As for me, right about Labor Day I moved into a hotel in Bellingham where the insurance company had arranged for me to stay. It was dog-friendly, as the phrase is. So the two of us moved in there. It was like a very small studio apartment. It had a bed, a couch, a desk, a full bathroom, and a little semi-kitchen with a 2-burner stove, a microwave oven, a fridge, and some cupboards and drawers with plates, pots, and silverware. I eventually worked out a pattern of shopping online for groceries from Fred Meyer on Friday night and picking the order up on Saturday morning. They brought it out to my car, so I didn't need to leave my dog in the car or in his kennel in the hotel room. If I had done that, he would have barked and cried and generally made a nuisance of himself. For a few months, I had special dispensation to bring him to work, where he spent my work day under my desk.



I had packed what I thought I would need for 2-3 months, so that even though it was August when I moved out, I took a big sweater. But I did not take my winter coat or the fuzzy robe I often wear in the house in the winter. I was vaguely given to understand that I would be out probably until Thanksgiving.

This is as much as I have energy to write tonight. I'll continue with the next installment when I feel up to it.

My house saga: 1st installment

I keep wanting to tell the story of my house damage and repair, and I keep putting it off until I have time and energy because it feels long, and then the longer I put it off the longer the story grows. So I'll just start. Blogs don't have to be highly crafted; they're just a place to dump some ideas out of a bucket onto the grass, so you and a few others can look at them.

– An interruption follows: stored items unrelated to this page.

PR #3729, opened 2026-08-19
fix(agent): bump golang.org/x/mod to v0.40.0 for CVE-2026-56864/56865

ToddHebebrand:
Unblocks the **blocking Trivy filesystem scan**, which has been failing on `main` since 2026-08-19 and reddens `security.yml` on every open PR.

```
agent/go.mod (gomod)
Total: 2 (HIGH: 2, CRITICAL: 0)
golang.org/x/mod  CVE-2026-56864  HIGH  v0.38.0 -> 0.40.0
                  CVE-2026-56865
```

## Not a regression

No Go dependency changed in the window — `security.yml` was green on 08-17 (`064d51cf8`) and red on 08-19 (`10bb1af27`). These are **newly published advisories landing on an unchanged pin**, so they surfaced on whichever PR happened to run next rather than being introduced by one.

- **CVE-2026-56864** — a malicious GOSUMDB could serve arbitrary module content.
- **CVE-2026-56865** — a malicious GOPROXY could forge up to two sumdb entries.

## Exposure

Both are **module-fetch-time** supply-chain issues. `golang.org/x/mod` is a *direct* dependency — `agent/internal/versionpolicy/semver.go` imports `golang.org/x/mod/semver` — but the agent only uses it for semver parsing at runtime and never fetches modules. So this is supply-chain hygiene plus a red-main fix, **not a live agent vulnerability**. Flagging that explicitly because this code ships to customer machines and the CVE severity alone would suggest otherwise.

## Change

`go get golang.org/x/mod@v0.40.0 && go mod tidy` — minimal diff, one line in `go.mod`, two in `go.sum`, nothing else pulled in.

## Verification

Run locally on the exact CI toolchain pin (`go1.26.6`, matching `GO_VERSION` in `ci.yml`):

```
$ go build ./...                                # clean
$ go test -race ./...                           # exit 0 — 69 packages, 0 failures
$ go test -race ./internal/versionpolicy/...    # ok — the x/mod consumer
```


bdunncompany:
`Integration Tests (shard 4/4)` here is a registry flake, not your change. It failed in `Start test-stack containers` after 47s:

```
postgres-test Error Head "https://registry-1.docker.io/v2/pgvector/pgvector/manifests/pg16":
Get "https://auth.docker.io/token?...&service=registry.docker.io":
net/http: request canceled while waiting for connection (Client.Timeout exceeded while awaiting headers)
##[error]Process completed with exit code 1
```

Docker Hub timed out issuing the pull token for `pgvector/pgvector:pg16`, so the stack never came up and no test ran. The other three shards passed, and 38 of the 40 jobs in the run are green with only `Rust Check (Tauri apps)` still going. A rerun of the failed job should clear it. I will kick one once the run finishes if it is still sitting there.

More usefully, **this branch is the first evidence that the bump actually fixes the finding**. `Trivy Filesystem Scan` passes here in 37s, against today's database with `v0.40.0` in place.

That distinction matters because the obvious confirmation was misleading. #3714 is the same bump and shows `agent/go.mod gomod 0`, but that row proves nothing: #3713 leaves `x/mod` at `v0.38.0` and also scanned `0`, twelve minutes earlier the same day, because the 2026-08-18 database did not yet carry these advisories. Both dependabot PRs predate the database update, so their green rows are stale rather than meaningful. Your branch is the first run of the fixed version against a database that knows about the CVEs, which is the result that settles it.

Also confirms your exposure note: `Go Vulnerability Check` passes on both, consistent with the vulnerable symbols living in `x/mod/sumdb` and `sumdb/tlog` while the agent only reaches `x/mod/semver`.

bdunncompany:
Heads up on this PR's `Rust Check (Tauri apps)` state, and a disclosure: **the failed run there is one I triggered.**

I reran that job last night. The rerun stalled in `Install Tauri system dependencies` and was cancelled after about 35 minutes (job `96222993704`, 20:52:43Z → 21:28:15Z). The log is silent for ~33 minutes inside that step, so the existing three-attempt retry loop never got a chance to advance — a hung `apt` never returns, so the loop cannot reach attempt 2.

To be clear about what that does and does not mean: I caused that particular run to exist, so please don't read it as "every run of this PR fails this way." And a plain rerun may well succeed — my own evidence says so, below.

I opened #3731 to add per-command deadlines around the apt phases. Its own CI reproduced the same behaviour and then recovered: the first install attempt stalled 132s in, the 5-minute deadline terminated it, and attempt 2 succeeded 38 seconds later. `Rust Check` then passed in 6m52s. Total 5.8 minutes instead of a 35-minute job kill.

**#3731 is not a prerequisite for merging this.** A rerun here may pass on its own. What the change does is make this failure mode bounded so the retries you already have can actually work when the stall recurs. If you'd rather not carry a separate PR, the workflow change is small enough to fold directly into this one.

Worth knowing for prioritisation: `main`'s Security Scanning run is currently failing on exactly the `golang.org/x/mod` findings this PR updates (its only run for `10bb1af27` concluded `failure`), so getting this dependency update through is the thing that clears it.

bdunncompany:
Context on how this relates to #3714, since both are open and they look like duplicates.

**What main is actually red on.** At main head `10bb1af27`, the only failing check is `Trivy Filesystem Scan` (58 other checks pass). It reports two HIGH findings, both against `agent/go.mod`:

```
golang.org/x/mod  CVE-2026-56864  HIGH  fixed  v0.38.0 -> 0.40.0
golang.org/x/mod  CVE-2026-56865  HIGH  fixed  v0.38.0 -> 0.40.0
```

Every other target (both `Cargo.lock`s, `e2e-tests/package-lock.json`, `pnpm-lock.yaml`) is 0.

**The two PRs are byte-identical.** #3714 and this one produce the same blobs: `agent/go.mod` `f3e91a4a3..3fd231a3f` and `agent/go.sum` `4a96e03c3..fa9602194`. Two files, +1/-1 and +2/-2. There is no technical difference between them.

**Why #3714's CI is red anyway, and it is not this CVE.** Its Trivy run (2026-08-18) reports `agent/go.mod` = 0, and fails on something else entirely:

```
deepmerge-ts  CVE-2026-40345  HIGH  fixed  7.1.6 -> 8.0.0   (pnpm-lock.yaml)
```

That is a stale-base artifact. `merge-base(main, #3714)` is `064d51cf8` and main is 2 commits ahead of it; main now carries `deepmerge-ts@8.0.1` plus the override `deepmerge-ts@<8.0.0: '>=8.0.1 <9.0.0'`, while #3714's tree still has `7.1.6`. Rebasing #3714 onto main should clear the currently observed Trivy findings, subject to a fresh run.

**Status of this PR, stated precisely.** Both Trivy jobs pass here (`Trivy Filesystem Scan`, `Trivy Image Scan`), but I would not call it green. The aggregate `CI Success` check is failing, and the reason is visible in its log: every input is `success` except `RUST_CHECK_RESULT: cancelled` — the `Rust Check (Tauri apps)` job was cancelled, and the gate treats any non-success as failure. That is a cancellation, not a test failure. I have re-triggered it; if it comes back clean the aggregate should go with it.

**Neutral path,** since the dependency change is equivalent in both: either rebase and re-run #3714, or take this one once its aggregate check clears. I have no technical reason to prefer this PR over #3714 and am not arguing for one — whichever is easier to land removes main's red.

One correction to something I could easily have implied: #3714 showing 0 `x/mod` findings has nothing to do with scanner-database timing. That branch already contains the fixed `v0.40.0`, which fully accounts for the zero.

bdunncompany:
Follow-up: the aggregate check has cleared. Re-running the cancelled `Rust Check (Tauri apps)` was all it needed — this head is now **54 success, 1 skipped, 0 failures**, including all three Trivy jobs.

So this is green and removes main's only failing check. Same caveat as before on the choice between this and #3714: the two diffs are byte-identical, so if you would rather land the dependabot one, rebasing it onto current main should do it (its red is the already-fixed `deepmerge-ts@7.1.6` from a base 2 commits behind, not `x/mod`).

bdunncompany:
Closing this as redundant — **#3714 is the better PR now and is fully green.**

I opened this when #3714 looked stuck behind a failing Trivy scan. That turned out to be a stale base rather than anything wrong with its diff: it still carried `deepmerge-ts@7.1.6` while main had `8.0.1`, so the scan failed on deepmerge, not on `x/mod`. A rebase was all it needed.

Post-rebase, #3714 is at `352aad3d4`: **54 success / 1 skipped / 0 failures**, zero commits behind main, mergeable, and its entire diff is `agent/go.mod` +1/-1 and `agent/go.sum` +2/-2 — byte-identical to this one.

So there's no reason to weigh two identical diffs against each other. #3714 is dependabot-authored, current, and green, which makes it the cleaner merge for clearing main's `Trivy Filesystem Scan` red (`golang.org/x/mod` v0.38.0, CVE-2026-56864 / CVE-2026-56865, fixed in 0.40.0).

Reopen this if #3714 goes sideways for any reason — the branch stays put.

Issue #493, opened 2018-11-06
Haul packager updates are very slow to load


dphaener:
### Current Behavior
When making a change to my source code and reloading, the app takes 5-10 seconds to actually download the changes and restart the app (this is after a 10 second webpack rebuild).

### Expected Behavior
The reloading should be just as fast as it is when using the metro bundler (nearly instantaneous)

### Haul Configuration (webpack.haul.js)
```javascript
import { createWebpackConfig } from 'haul';
import merge from 'webpack-merge';

const ALIASED_MODULES = [
  'react-native-linear-gradient',
  'galmorous-react-native',
  'react-native-svg',
  'lottie-react-native',
  'react-navigation',
];

export default {
  webpack: env => {
    const config = createWebpackConfig(({ platform }) => ({
      entry: ['babel-polyfill', `./index.${platform}.js`],
    }))(env);

    const moduleAliases = ALIASED_MODULES.reduce((acc, moduleName) => {
      acc[moduleName] = path.resolve(`./node_modules/${moduleName}`);
      return acc;
    }, {});

    const customConfig = {
      resolve: {
        symlinks: false,
        alias: moduleAliases,
      },
    };
    // eslint-disable-next-line no-useless-escape
    const customExclude = /node_modules(?!.*[\/\\](react|pretty-format|haul|metro|shared-mobile|glamorous-native|static-container))/;

    // Create a custom webpack configuration based on a deep merge of the default
    // configuration and our custom build settings from above.
    const jsLoader = config.module.rules.find(
      rule => rule.test && rule.test.test('foo.js')
    );

    jsLoader.exclude = customExclude;
    jsLoader.use.find(loader =>
      loader.loader.includes('thread')
    ).options.workerParallelJobs = 50;

    const mergedConfig = merge(config, customConfig);
    return mergedConfig;
  },
};
```

### Your Environment

| software         | version
| ---------------- | -------
| Haul             |  1.0.0-rc.9
| react-native     |  0.57.4
| node             | 10.0.0
| npm or yarn      | 6.4.1

tido64:
I had a look at this today since we're having the same issues. For our app, it takes between 6-12 seconds to reload, even when you manually trigger one.

As it turns out, what takes the most time is:
- A `stringify` call on the entire bundle here: [compiler/worker/initWorker.js:30](https://github.com/callstack/haul/blob/next/src/compiler/worker/initWorker.js#L30)
- Which gets sent over a WebSocket connection to the main process
[...]

PR #512, opened 2019-01-19
Drop memory-fs to speed up reloads.

tido64:
Since we need to serialize payloads to communicate with worker processes over
WebSockets, we will not see any improvements using an in-memory file system as
serializing big debug bundles is a time-consuming process in JS.

Before:
image

After:
image

Addresses #493.


tido64:
cc @thymikee, @zamotany

src/compiler/worker/initWorker.js
```diff
@@ -82,7 +89,7 @@ module.exports = function initWorker({
       if (fs.existsSync(filename)) {
         send(Events.FILE_RECEIVED, {
           taskId: payload.taskId,
-          file: fs.readFileSync(filename),
+          file: filename,
```
thymikee: I think it makes sense now to rename the field to `filename` or `filePath`, pick whatever feels better :)

src/compiler/worker/runWebpackCompiler.js
```diff
@@ -67,7 +67,6 @@ module.exports = function runWebpackCompiler({
     ],
   });
 
-  // Use memory fs
   compiler.outputFileSystem = fs;
```
thymikee: Am I missing something or it seems like we could remove the `outputFileSystem` entirely? https://webpack.js.org/api/node/#custom-file-systems

Or at least we could simplify https://github.com/callstack/haul/pull/512/files#diff-99e77f1c262ae763f3d7d593b2c0b417R44 by spreading fs and adding `mkdirp` and `join` if that's necessary

tido64: I added a comment here for future reference.

src/compiler/worker/runWebpackCompiler.js
```diff
@@ -67,6 +67,8 @@ module.exports = function runWebpackCompiler({
     ],
   });
 
+  // As of Webpack 4.12.0, |outputFileSystem| must be set since there is no
+  // fallback despite the documentation stating otherwise.
```
thymikee: Haha Webpack docs always being helpful on the topic 😄

tido64: Yeah, my first attempt was removing this line. I was surprised when it simply crashed 😄 

Thanks for reviewing and merging it 🎉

So last August, a pump failed at my house. I live in a daylight basement and my housemates live above me. This daylight basement is below ground on the north, street-facing side, and at ground level on the south, backyard-facing side. That is because of the slope of the ground. So I have a deck and my door in the "back" of the house. Anyway, because I'm below street level, all my wastewater has to be pumped up out of my dwelling to the water lines above. There is one pump for this job. The one I had was installed in 1988 when my folks retired to Lynden and finished the basement in this house.

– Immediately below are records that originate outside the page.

Issue #513, opened 2019-01-23
A lot ot "hot-update" files being generated


zaguiini:
### Current Behavior
Whenever I run the app, a lot of `hot-update.(json|js)` files are generated and they remain there after closing the app/bundler. **I am not even using hot reload. It's turned off on Dev Settings**

I can add them to `.gitignore` via `*.hot-update.*` and it's a "solution", but not ideal...

![image](https://user-images.githubusercontent.com/26530524/51603367-c35ac180-1ef0-11e9-9434-0d0beeb8dcac.png)

### Expected Behavior
No clutter. Or at least in another folder.

### Haul Configuration (webpack.haul.js)
```js
import {createWebpackConfig} from "haul";
import { resolve } from 'path'

export default {
  webpack: env => {
    const config = createWebpackConfig({
      entry: `./src/index.ts`,
    })(env);

    config.module.rules = [
      {
        test: /\.tsx?$/,
        exclude: '/node_modules/',
        use: [
          {
            loader: 'babel-loader',
          },
          {
            loader: 'ts-loader',
          }
        ]
      },
      ...config.module.rules,
    ];

    config.resolve.extensions = [
      '.ts',
      '.tsx',
      `.${env.platform}.ts`,
      '.native.ts',
      `.${env.platform}.tsx`,
      '.native.tsx',
      ...config.resolve.extensions,
    ]

    config.resolve.alias = {
      ...config.resolve.alias,
      src: resolve(__dirname, 'src'),
    }

    return config;
  }
};
```

### Your Environment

So on a certain August evening, I got out of the shower and there was water on the floor. The water was not just on the floor of the bathroom, but of the furnace & laundry room (where the water pump lives), of the kitchen, the hallway, and -- I did not realize at the time -- the bedrooms. I threw down every towel I owned to soak up the water and called a plumber. People who answered the phones at the plumbing places assumed that my pipes were backed up and I needed a rooter, but I strongly suspected the pump because a couple years ago I had some water spillage when the pump was unplugged. Anyway, it took me a while to find a plumber who wasn't booked out several weeks, and finally got one who could come in a few days. In the meantime, with no way for the pump to handle waste water, I essentially had no plumbing. It was the weekend by the time I got ahold of a plumber and received a promise of someone coming the following week. Each morning I got up and threw on some clothes and drove to the public restrooms in downtown Lynden to use the toilet. I did not shower until the plumber had come and installed a new, functioning pump.

My niece, who cleaned house for me every other week, let me know a while later that the bedroom I use as a library smelled bad. I keep that room closed off when I'm not in it, so that my dog can't wander in there unsupervised. I got a name from a friend of someone to call to tear out the carpet, which I assumed had been dampened by the water, and while I was on the phone with him I went into the room to pace out how big it is, and I discovered that the carpet was more than damp, it was saturated. Blech. I had my sister-in-law and her grandkids come over to move furniture out of that room into my guest room so I could have the carpet out. They discovered that the carpet in my guest room was also saturated. My sister-in-law said that my laminate flooring was also bubbling and suggested I start an insurance claim. So I did.